» Working data
PR #143, opened 2023-01-29
Yolov5

MateoLostanlen:
The purpose of this PR is to replace our detection model to use the last yolov5 that I trained.

I have a clear improvement in performance especially in terms of false positives. On the engie dataset (not present in the training ds) for example I go from 13% error for the rexnet1_5x or 14% for the rexnet1_x to less than 2.5%. On the DS ardeche (present partially in the training ds) I am <0.5%.

The predicitons are also quite good, I'll put some pictures [here](https://drive.google.com/drive/folders/1QxfNjzvlFm0wOEuBDSakgQ0jVQ5H8O_4?usp=share_link). There are the errors on the ardeche and engie ds and the predictions on my validation ds.

I have voluntarily chosen not to put the NMS code here to avoid unnecessary computation, but I have prepared a code if we want to exploit the location information soon


MateoLostanlen:
I'm a bit annoyed to have to reintroduce the dependency to opencv for my augmentation but the letterbox resize done with pillow doesn't produce the same thing as opencv (as shown [here](https://github.com/python-pillow/Pillow/issues/2718)) which has a significant impact on the prediction (I don't know exactly why they talk about it on the link above I have to dig into it). I propose to merge like this for the moment I will open an issue to deal with the problem

pyroengine/engine.py
```diff
@@ -242,7 +242,7 @@ def predict(self, frame: Image.Image, cam_id: Optional[str] = None) -> float:
             to_be_staged = self._update_states(pred, cam_key)
             if to_be_staged and len(self.api_client) > 0 and isinstance(cam_id, str):
                 # Save the alert in cache to avoid connection issues
-                self._stage_alert(frame, cam_id)
+                self._stage_alert(frame_resize, cam_id)
```
frgfm, line 245: If `self.frame_size` is not set, I think this is gonna crash :sweat_smile:

src/requirements.txt
```diff
@@ -24,3 +24,4 @@ sympy==1.10.1; python_version >= "3.7" and python_version < "4"
 tqdm==4.64.0; python_version >= "3.6" and python_version < "4" and python_full_version >= "3.7.0"
 typing-extensions==4.3.0; python_version >= "3.7" and python_version < "4" and python_full_version >= "3.7.0"
 urllib3==1.26.11; python_full_version >= "3.7.0" and python_version < "4" and python_version >= "3.7"
+opencv-python==4.5.5.64; python_full_version >= "3.7.0" and python_version < "4" and python_version >= "3.7"
```
frgfm, line 26: Have you checked that this version of OpenCV is running smoothly on ARM CPU?

frgfm (commented):
Sorry about the late review!

pyroengine/engine.py
MateoLostanlen: good catch I will fix it !

src/requirements.txt
MateoLostanlen: What do you mean by running smoothly ? Where I can check that ?

MateoLostanlen:
thanks your your review @frgfm, sorry I by-passed the approval I setting up the devices for tomorrow

src/requirements.txt
frgfm: OpenCV has some bindings to low level languages, which needs to be compiled (similarly to PyTorch). And since we don't want to build OpenCV for ARM (just like what we did for PyTorch in the early days), we need to make sure that this requirement is installing smoothly on ARM/Raspberry Pi (no error on install & basic command) compared to common CPU architectures

PR #144, opened 2023-01-30
Make all params availables from run

MateoLostanlen:
The purpose of this pr is to make all engine parameters accessible from run so it is easier to test different configurations.

Also I changed some default values.

frame_size 4k > 720,1280 the 4k image is too heavy for some towers

jpeg_quality 50 > 80, the compression was too strong with some artifacts especially in low light

cache-size 100 > 20 to try not to saturate the ram

alert_relaxation 3 > 2 because the model is better now I propose to decrease the alert_relaxation


fe51 (approved):
Good idea to have all params available as args

Issue #146, opened 2023-03-03
Workaround for the mysterious Docker failure


fe51:
We experience on our devices that the docker stops working, i.e. the docker is still running, is active, but nothing happens (no inference, no api interactions etc) 

Until now, since this bug has no root cause and appears after a random runtime, we have no robust solution. 

On the other hand, a simple docker stop, docker up (@MateoLostanlen if could explicit the exact commands   ), bring us back to the expected docker behavior. 

Therefore, in order to keep the main functionalities of our product, until we have a long-lasting solution, I suggest to implement a workaround as for example, to regularly execute the actions that lead us to review the correct functioning. 

Happy to discuss it !

MateoLostanlen:
solved by #153

PR #148, opened 2023-04-07
add relaunch script

MateoLostanlen:
As you know we have stability problems with docker which crashes regularly. I am still trying to solve this problem in the meantime I propose to restart the docker every day at 1am using a cronjob and this bash script


fe51 (approved):
As it is a quick win to address this issue #146 and it will stabilize the functioning of our systems, it's ok for me !

MateoLostanlen:
This is not needed anymore thanks to #153

PR #149, opened 2023-04-07
update header

MateoLostanlen:
update headers, the ci do not pass anymore

it's not practical if you have to do it by hand every year, we should automatize it


fe51 (approved):

fe51:
Indeed, might need to be automated if possible (not to long to update though)

PR #155, opened 2023-04-21
add utc

MateoLostanlen:
I forgeted to take utc into account in #142, however our raspberry pi are set to UTC 0. Therefore we need to convert sunrise / sunset hour to utc 0 too.


fe51:
Nice catch !

fe51 (approved):

PR #163, opened 2023-07-24
stop saving random

MateoLostanlen:
Saving random images became useless, it was a good idea at the beginning to grow our dataset but we have a lot of data now so let’s focus on important ones. Moreover we are moving slowly to temporal prediction so having one image alone will be useless

### DIFF
--- a/pyroengine/engine.py
+++ b/pyroengine/engine.py
@@ -75,7 +75,6 @@ class Engine:
             the number of consecutive negative detections before stopping the alert
         frame_size: Resize frame to frame_size before sending it to the api in order to save bandwidth (H, W)
         cache_backup_period: number of minutes between each cache backup to disk
-        frame_saving_period: Send one frame over N to the api for our dataset
         cache_size: maximum number of alerts to save in cache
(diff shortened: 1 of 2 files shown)


fe51:
Hi there, thanks for the PR, 

Before diving into the review, some food for thought:

To a certain extent I'm okay if it doesn't improve our vision algos. 

By any chance, should we keep this process but only over a given period for each site? Keep this functionality (perhaps by lowering the frequency?) but, for example, only for the first X months of a new site ? Would it be relevant ?

Specifically, with regard to the temporal detection argument, wouldn't we want to obtain a series of random frames useful for our datasets ? Hence, keeping the feature saving random img but improving it to save consecutive frames ?

MateoLostanlen:
Hi @fe51, thanks for your comments. Ok I understand your point of view, so what I propose is to pass an argument to make this save optional and add the fact of saving N consecutive frames

fe51:
Yes perfect ! 

If you want, you can split it 2 features (1. making it optionnal,    2. saving N consecutives)

PR #164, opened 2023-07-27
New alerte strategy

MateoLostanlen:
Hello,

The counter we're currently using poses a problem if we have the following prediction sequence (0: no_fire, 1:fire):

1 0 1 1 0 1 1 1 1

We'll start transmitting images from frame 7 onwards, although the previous images are probably interesting.

What's more, we're not using our model's location information, so two FPs in different places will increase the counter together.

I therefore propose a new strategy, combining the results of N consecutive frames. As shown in the schema below, the idea is to perform an NMS on all the boxes amoung the N frames, then for each resulting box, sum up the score of each box with an intersection >0. In the schema, we sum up all the red boxes to obtain a score of 1.21.

The new detection threshold is conf_th * N, i.e. here 0.25 x 4 = 1. Only the red box is retained.

We then send the 4 frames used to make the prediction, in order not to lose any image.

NB: in this case, at frame 4, the old counter would be at 1, meaning that many images are lost.

image

### DIFF
--- a/pyroengine/engine.py
+++ b/pyroengine/engine.py
@@ -159,7 +159,7 @@ class Engine:
 
     def clear_cache(self) -> None:
         """Clear local cache"""
-        for file in self._cache.rglob("*"):
+        for file in self._cache.rglob("pending*"):
             file.unlink()
 
     def _dump_cache(self) -> None:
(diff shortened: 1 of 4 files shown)


fe51 (approved):
Thanks for the peer review !

PR #165, opened 2023-07-28
Occlusion mask

MateoLostanlen:
Hi there,

The idea of this PR comes from @fe51, the idea is to use a mask of occlusion in order not to consider the predictions on a zone of the image. This will enable us to avoid FPs in the middle of the sky. This will enable us to hide specific problem areas in a quarry, for example.


fe51 (approved):
Thanks for the Peer review and the fix !

PR #337, opened 2026-04-01
Docker compose healthcheck

fe51:
Draft PR, to review after #329 

This PR introduces the following modifications : 

- engine: wrap run.py with tee to log output to engine.log; healthcheck greps for "confidence" to confirm inference is running ("confidence" is so far always in logs attesting engine is running)
- pyro-camera-api: healthcheck hits GET /health (port 8081); add curl to the Dockerfile to support it
- image versioning: replace hardcoded latest tags with ${PYRO_ENGINE_VERSION:-latest} on both services, allowing pinned deploys via .env
- docs: update README env vars section; add .env.example with all required variables documented


MateoLostanlen:
- Once "confidence" appears once, the healthcheck will pass forever, even if the engine is stuck/crashed afterward. It tests "did inference ever run" not
   "is inference currently running." A stale log from a previous run could pass the check.                                                                 
  - Night mode: The engine sleeps for 1 hour at night and skips inference entirely. During that window, if the container restarts, the healthcheck could   
  fail for 20s + 3×30s = ~110s before Docker marks it unhealthy, potentially causing unnecessary restart loops depending on restart policy.    
  
  
  
  I'm working on something else

fe51:
> Once "confidence" appears once, the healthcheck will pass forever, even if the engine is stuck/crashed afterward. It tests "did inference ever run" not
> "is inference currently running." A stale log from a previous run could pass the check.

-> not sure about thos assertion -> the aim of the command is to avoid the situation you describe by truncating log file, so it force to be a new "confidence"


> Night mode: The engine sleeps for 1 hour at night and skips inference entirely. During that window, if the container restarts, the healthcheck could
> fail for 20s + 3×30s = ~110s before Docker marks it unhealthy, potentially causing unnecessary restart loops depending on restart policy.

-> You are right here. Either improve here, either treat later.

PR #346, opened 2026-04-14
Fetch occlusion masks from pyroclient API instead of S3

MateoLostanlen:
- Replace S3-based occlusion mask fetching with pyroclient API (list_pose_masks())                       
  - Simplify cam_creds from 3-tuple (token, pose_id, bbox_mask_url) to 2-tuple (token, pose_id) across
  engine, entrypoint, and tests                                                                            
  - Parse new API response format ("mask": "(x1,y1,x2,y2)") into bbox dicts consumed by the classifier


fe51 (approved):
hi @MateoLostanlen, thank you for this quick PR. 

It looks good to me, to be quickly tested on st peray

PR #348, opened 2026-04-15
watchdog: load device-specific IPs from env file generated by Ansible

fe51:
## Pitch

- `MAIN_PI_IP` and `CAM_IPS` were hardcoded in `watchdog.py`, making the
  same script require manual edits per device
- The Pi Zero watchdog is deployed via Ansible (pi-manager-template), which
  now generates `/home/pi/watchdog.env` with the correct values per device
- `watchdog.py` reads that file at startup and overrides the two variables;
  hardcoded values remain as fallbacks so the script still works standalone

### Why no python-dotenv

The env file is generated by Ansible and intentionally kept to a trivial
`key=value` format — no interpolation, no quoted strings, no multi-line
values. Adding `python-dotenv` for two scalar overrides would be unnecessary
weight on a constrained Pi Zero. The 10-line manual parser covers the exact
format we control and nothing more.

### Env file format (generated by Ansible)

MAIN_PI_IP=192.168.1.99
CAM_IPS=192.168.1.11,192.168.1.12

### DIFF
--- a/watchdog/main_pi/watchdog.py
+++ b/watchdog/main_pi/watchdog.py
@@ -23,7 +23,27 @@ import RPi.GPIO as GPIO
 # ================= CONFIG =================
 
 RELAY_PIZERO = 16
-PIZERO_IP = "192.168.1.98"
+
+_ENV_FILE = Path("/home/pi/watchdog.env")
+
+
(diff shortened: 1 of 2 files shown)


MateoLostanlen (approved):
LGTM

PR #356, opened 2026-04-21
feed uncompressed frame to model

MateoLostanlen:
plucky-pelican v7.1.0 is compression-resistant, so the JPEG encode/decode round-trip before inference is no longer needed. The frame is now passed to the model uncompressed. JPEG bytes are still produced for API uploads and on-disk backups


fe51 (approved):
LGTM ! lets see how it will perform !

PR #357, opened 2026-04-21
cache model weights under versioned slug and purge stale ones

MateoLostanlen:
Before this change, bumping MODEL_REPO_ID (e.g. plucky-pelican_v7.0.0 → v7.1.0) had no effect on existing deployments: the local archive name (ncnn_cpu.tar.gz) and extract dir (ncnn_cpu/) 
  are unversioned, so the is_file() / is_dir() guards skipped the re-download and NCNN loaded the old weights.
                                                                                                                                                                                              
  Now cached weights live under data/models/{MODEL_SLUG}/ (slug derived from MODEL_REPO_ID). A version bump lands in a fresh path, and on download we purge any other slug plus the pre-slug  
  flat files to reclaim disk on edge devices

### DIFF
--- a/pyro-predictor/pyro_predictor/vision.py
+++ b/pyro-predictor/pyro_predictor/vision.py
@@ -6,6 +6,7 @@
 import logging
 import pathlib
 import platform
+import shutil
 import tarfile
 from typing import Tuple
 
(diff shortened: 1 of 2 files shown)


fe51 (approved):
Nice catch and quick fix ! Thanks !

PR #358, opened 2026-04-22
fix: replace single-IP ping with multi-method internet check

fe51:
# Pitch
ICMP ping to public IPs (1.1.1.1, 8.8.8.8) can be blocked on mobile/4G networks even when real internet access works. This caused false-positive internet failures on some watchdog CRON run

## Modifications

Replaces ping_host(INTERNET_IP) with internet_check_ok() which tries lightweight HTTP/HTTPS probes first (generate_204 endpoints) and falls back to pinging multiple IPs only if all HTTP checks fail. No new dependencies — uses stdlib urllib.request.

------

### Hypothesis

ICMP — Internet Control Message Protocol is a low-level network protocol used for diagnostics (ping, traceroute, "host unreachable" messages). It operates below TCP/UDP — no ports, just raw IP packets with a type field.

Why operators might block it:

- DDoS mitigation — ICMP flood attacks are trivial to launch, so many carriers simply drop inbound/outbound ICMP at their edge to protect infrastructure.
- Traffic prioritization — on constrained 4G links, operators deprioritize or discard "non-revenue" control traffic; ICMP is the easiest thing to drop without breaking real applications.
- Firewalling policy — some operators run CGNAT + stateful firewalls that only track TCP/UDP sessions; ICMP has no session concept so it gets dropped by default.
- Prevent network mapping — blocking ICMP makes it harder for outsiders to probe the operator's internal topology.

HTTP/HTTPS traffic on port 443 is virtually never blocked because that would break the entire web — which is why it's a more reliable signal for "internet is actually working."

### DIFF
--- a/watchdog/pi_zero/watchdog.py
+++ b/watchdog/pi_zero/watchdog.py
@@ -59,7 +59,8 @@ CAM_IPS: list[str] = [ip.strip() for ip in _cam_ips_raw.split(",") if ip.strip()
 _INTERNET_HTTP_URLS = [
     "https://clients3.google.com/generate_204",
     "https://connectivitycheck.gstatic.com/generate_204",
-    "https://example.com",
+    "http://cp.cloudflare.com",
+    "www.msftconnecttest.com/connecttest.txt"
 ]
 _INTERNET_PING_IPS = ["1.1.1.1", "8.8.8.8", "9.9.9.9"]
 
--- a/watchdog/pi_zero/watchdog.py
+++ b/watchdog/pi_zero/watchdog.py
@@ -56,7 +56,12 @@ CAM_IPS: list[str] = [ip.strip() for ip in _cam_ips_raw.split(",") if ip.strip()
     "192.168.1.11",
     "192.168.1.12",
 ]
-INTERNET_IP = "1.1.1.1"
+_INTERNET_HTTP_URLS = [
+    "https://clients3.google.com/generate_204",
+    "https://connectivitycheck.gstatic.com/generate_204",
+    "https://example.com",
+]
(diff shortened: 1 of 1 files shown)


watchdog/pi_zero/watchdog.py
```diff
@@ -56,7 +56,12 @@ def _load_env(path: Path) -> dict:
     "192.168.1.11",
     "192.168.1.12",
 ]
-INTERNET_IP = "1.1.1.1"
+_INTERNET_HTTP_URLS = [
+    "https://clients3.google.com/generate_204",
+    "https://connectivitycheck.gstatic.com/generate_204",
+    "https://example.com",
```
MateoLostanlen: From what I understood, "https://example.com" is not really made for this use case. quite heavy compre to the previous one? I say either delete it or update with  

http://cp.cloudflare.com
www.msftconnecttest.com/connecttest.txt

MateoLostanlen (dismissed):
Small efficiency comment but ok for me, thanks

watchdog/pi_zero/watchdog.py
fe51: What do you mean here ? The page size https://example.com of  is too big ?

Seems not that big but okay to replace by your suggestion

MateoLostanlen: with this page you will fetch whole html, bigger than others pages that are made for ping, but this is detail no wories. https://example.com/ is not really big anyway

fe51:
Fixed @MateoLostanlen , can you approve and I merge after :)  ?

MateoLostanlen:
hi @fe51 can you fix style first ?

fe51:
done @MateoLostanlen ! thanks for the catch

MateoLostanlen (approved):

» Problem to solve
Scan the records above for the string "entirely", and copy every line where it turns up.

» Answer space
  - Night mode: The engine sleeps for 1 hour at night and skips inference entirely. During that window, if the container restarts, the healthcheck could   
> Night mode: The engine sleeps for 1 hour at night and skips inference entirely. During that window, if the container restarts, the healthcheck could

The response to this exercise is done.